**WHAT YOU SHOULD DO:** Using the entries below, show all lines with the string "extends".

**DATA SUPPLIED:**
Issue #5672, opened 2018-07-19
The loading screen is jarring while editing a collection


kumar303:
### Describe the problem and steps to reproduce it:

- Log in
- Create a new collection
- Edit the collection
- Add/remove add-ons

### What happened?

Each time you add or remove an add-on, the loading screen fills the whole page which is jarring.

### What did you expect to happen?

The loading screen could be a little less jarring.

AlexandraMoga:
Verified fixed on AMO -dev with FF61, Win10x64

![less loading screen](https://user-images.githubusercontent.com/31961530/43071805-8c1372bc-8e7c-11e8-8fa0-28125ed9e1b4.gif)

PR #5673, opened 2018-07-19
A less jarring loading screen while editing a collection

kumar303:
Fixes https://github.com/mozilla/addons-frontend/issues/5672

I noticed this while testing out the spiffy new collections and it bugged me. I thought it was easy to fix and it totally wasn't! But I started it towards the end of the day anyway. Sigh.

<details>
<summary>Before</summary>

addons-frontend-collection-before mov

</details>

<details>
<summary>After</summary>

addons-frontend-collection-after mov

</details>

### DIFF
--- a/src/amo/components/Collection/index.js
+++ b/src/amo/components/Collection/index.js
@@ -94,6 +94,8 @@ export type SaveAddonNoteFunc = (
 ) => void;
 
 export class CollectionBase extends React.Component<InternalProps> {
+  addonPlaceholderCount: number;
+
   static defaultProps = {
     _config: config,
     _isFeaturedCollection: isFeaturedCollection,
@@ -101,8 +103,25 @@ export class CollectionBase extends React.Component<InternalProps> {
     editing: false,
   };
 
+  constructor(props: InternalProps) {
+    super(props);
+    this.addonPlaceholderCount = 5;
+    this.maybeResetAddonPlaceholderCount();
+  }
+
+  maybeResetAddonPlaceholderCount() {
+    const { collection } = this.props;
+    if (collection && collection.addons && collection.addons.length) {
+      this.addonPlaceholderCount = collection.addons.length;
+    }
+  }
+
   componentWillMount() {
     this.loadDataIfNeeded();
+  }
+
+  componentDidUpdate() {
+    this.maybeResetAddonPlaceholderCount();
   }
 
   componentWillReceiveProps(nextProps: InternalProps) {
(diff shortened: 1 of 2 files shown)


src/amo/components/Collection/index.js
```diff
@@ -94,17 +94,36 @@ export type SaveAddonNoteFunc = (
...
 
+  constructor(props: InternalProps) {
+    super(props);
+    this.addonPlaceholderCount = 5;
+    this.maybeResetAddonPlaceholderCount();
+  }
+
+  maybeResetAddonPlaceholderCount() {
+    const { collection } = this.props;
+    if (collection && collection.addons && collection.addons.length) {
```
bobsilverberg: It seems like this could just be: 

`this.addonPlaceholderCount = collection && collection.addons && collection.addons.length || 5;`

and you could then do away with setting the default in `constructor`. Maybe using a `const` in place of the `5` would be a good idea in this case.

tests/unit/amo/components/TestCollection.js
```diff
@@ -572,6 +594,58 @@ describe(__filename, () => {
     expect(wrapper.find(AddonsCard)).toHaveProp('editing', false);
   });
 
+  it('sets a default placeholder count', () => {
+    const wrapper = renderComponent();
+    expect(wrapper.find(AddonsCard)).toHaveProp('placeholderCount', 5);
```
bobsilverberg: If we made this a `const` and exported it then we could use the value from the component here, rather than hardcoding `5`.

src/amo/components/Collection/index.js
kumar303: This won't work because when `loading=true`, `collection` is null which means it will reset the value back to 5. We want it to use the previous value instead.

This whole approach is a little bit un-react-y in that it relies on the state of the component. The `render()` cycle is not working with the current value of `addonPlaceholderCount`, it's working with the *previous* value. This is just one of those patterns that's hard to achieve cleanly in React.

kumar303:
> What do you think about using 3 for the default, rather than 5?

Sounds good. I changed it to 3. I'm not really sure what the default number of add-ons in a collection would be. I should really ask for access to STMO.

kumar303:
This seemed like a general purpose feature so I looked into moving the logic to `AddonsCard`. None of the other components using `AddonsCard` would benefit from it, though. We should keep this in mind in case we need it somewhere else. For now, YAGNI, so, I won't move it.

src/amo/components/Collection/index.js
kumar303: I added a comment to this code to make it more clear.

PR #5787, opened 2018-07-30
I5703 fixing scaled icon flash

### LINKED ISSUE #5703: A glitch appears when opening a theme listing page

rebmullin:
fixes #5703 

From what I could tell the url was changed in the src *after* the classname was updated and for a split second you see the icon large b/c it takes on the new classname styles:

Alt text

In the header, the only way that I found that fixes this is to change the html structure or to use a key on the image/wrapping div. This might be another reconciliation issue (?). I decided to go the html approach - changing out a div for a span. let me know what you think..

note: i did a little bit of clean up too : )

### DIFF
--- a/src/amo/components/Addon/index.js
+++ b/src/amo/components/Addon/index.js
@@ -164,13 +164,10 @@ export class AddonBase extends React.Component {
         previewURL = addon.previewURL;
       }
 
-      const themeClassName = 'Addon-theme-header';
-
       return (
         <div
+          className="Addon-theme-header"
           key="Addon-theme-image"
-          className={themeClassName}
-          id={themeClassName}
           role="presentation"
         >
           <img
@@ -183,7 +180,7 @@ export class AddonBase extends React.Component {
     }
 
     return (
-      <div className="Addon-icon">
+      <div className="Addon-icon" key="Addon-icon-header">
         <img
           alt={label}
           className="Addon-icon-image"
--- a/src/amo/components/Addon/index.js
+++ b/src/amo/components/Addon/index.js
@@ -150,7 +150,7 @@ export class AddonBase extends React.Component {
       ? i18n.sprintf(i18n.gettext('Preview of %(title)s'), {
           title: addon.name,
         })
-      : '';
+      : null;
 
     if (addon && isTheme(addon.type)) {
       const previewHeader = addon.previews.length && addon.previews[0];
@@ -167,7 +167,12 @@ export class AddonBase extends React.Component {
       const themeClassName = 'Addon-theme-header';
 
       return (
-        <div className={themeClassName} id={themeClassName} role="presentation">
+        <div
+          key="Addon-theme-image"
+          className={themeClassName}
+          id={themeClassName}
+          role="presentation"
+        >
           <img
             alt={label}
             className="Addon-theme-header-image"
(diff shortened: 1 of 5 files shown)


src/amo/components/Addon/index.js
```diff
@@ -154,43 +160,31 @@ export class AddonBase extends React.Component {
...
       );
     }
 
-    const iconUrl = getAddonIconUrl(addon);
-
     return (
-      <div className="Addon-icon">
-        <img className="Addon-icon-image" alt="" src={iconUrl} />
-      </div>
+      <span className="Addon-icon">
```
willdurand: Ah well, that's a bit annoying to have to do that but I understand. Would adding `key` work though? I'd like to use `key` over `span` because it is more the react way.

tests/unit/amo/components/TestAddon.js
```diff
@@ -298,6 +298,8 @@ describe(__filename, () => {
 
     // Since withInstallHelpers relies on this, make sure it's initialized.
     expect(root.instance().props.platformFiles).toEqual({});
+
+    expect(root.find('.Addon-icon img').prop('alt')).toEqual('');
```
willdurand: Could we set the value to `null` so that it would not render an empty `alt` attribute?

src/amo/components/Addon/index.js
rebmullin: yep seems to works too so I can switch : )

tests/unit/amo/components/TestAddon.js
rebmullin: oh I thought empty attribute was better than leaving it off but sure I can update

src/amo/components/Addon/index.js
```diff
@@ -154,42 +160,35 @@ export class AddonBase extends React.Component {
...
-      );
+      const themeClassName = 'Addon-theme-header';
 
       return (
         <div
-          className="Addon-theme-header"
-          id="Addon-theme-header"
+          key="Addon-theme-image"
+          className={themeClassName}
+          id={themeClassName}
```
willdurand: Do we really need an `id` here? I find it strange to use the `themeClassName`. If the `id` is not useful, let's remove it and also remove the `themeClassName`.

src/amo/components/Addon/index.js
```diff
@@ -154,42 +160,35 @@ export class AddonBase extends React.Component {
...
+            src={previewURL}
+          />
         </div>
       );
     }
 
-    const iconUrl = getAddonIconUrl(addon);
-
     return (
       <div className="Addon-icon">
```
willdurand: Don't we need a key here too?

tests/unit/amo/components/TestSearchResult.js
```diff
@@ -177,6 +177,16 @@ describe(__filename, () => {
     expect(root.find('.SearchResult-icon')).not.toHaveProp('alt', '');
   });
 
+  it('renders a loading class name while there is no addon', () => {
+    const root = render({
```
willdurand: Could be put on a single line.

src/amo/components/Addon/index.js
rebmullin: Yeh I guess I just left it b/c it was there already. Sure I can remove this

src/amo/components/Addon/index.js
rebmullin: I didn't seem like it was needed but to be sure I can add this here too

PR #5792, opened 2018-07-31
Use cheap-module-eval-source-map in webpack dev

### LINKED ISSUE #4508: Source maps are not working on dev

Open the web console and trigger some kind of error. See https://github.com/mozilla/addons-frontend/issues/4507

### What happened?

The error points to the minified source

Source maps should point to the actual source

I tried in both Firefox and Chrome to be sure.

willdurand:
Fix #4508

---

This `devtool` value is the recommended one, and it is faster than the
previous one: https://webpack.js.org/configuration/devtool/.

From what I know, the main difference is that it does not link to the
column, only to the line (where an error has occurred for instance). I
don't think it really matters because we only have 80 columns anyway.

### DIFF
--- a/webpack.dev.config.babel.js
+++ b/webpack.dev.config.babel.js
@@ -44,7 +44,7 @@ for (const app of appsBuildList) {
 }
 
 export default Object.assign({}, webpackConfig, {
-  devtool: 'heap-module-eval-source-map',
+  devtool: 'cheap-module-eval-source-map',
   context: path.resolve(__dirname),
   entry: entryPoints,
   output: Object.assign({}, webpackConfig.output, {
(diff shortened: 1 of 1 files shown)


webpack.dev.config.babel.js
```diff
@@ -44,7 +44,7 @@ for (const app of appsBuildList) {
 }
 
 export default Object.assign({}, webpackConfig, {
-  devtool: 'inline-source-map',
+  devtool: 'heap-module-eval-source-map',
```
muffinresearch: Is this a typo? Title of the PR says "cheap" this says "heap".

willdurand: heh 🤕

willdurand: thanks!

**EXPECTED ANSWER:**
 export class CollectionBase extends React.Component<InternalProps> {
@@ -101,8 +103,25 @@ export class CollectionBase extends React.Component<InternalProps> {
@@ -164,13 +164,10 @@ export class AddonBase extends React.Component {
@@ -183,7 +180,7 @@ export class AddonBase extends React.Component {
@@ -150,7 +150,7 @@ export class AddonBase extends React.Component {
@@ -167,7 +167,12 @@ export class AddonBase extends React.Component {
@@ -154,43 +160,31 @@ export class AddonBase extends React.Component {
@@ -154,42 +160,35 @@ export class AddonBase extends React.Component {
@@ -154,42 +160,35 @@ export class AddonBase extends React.Component {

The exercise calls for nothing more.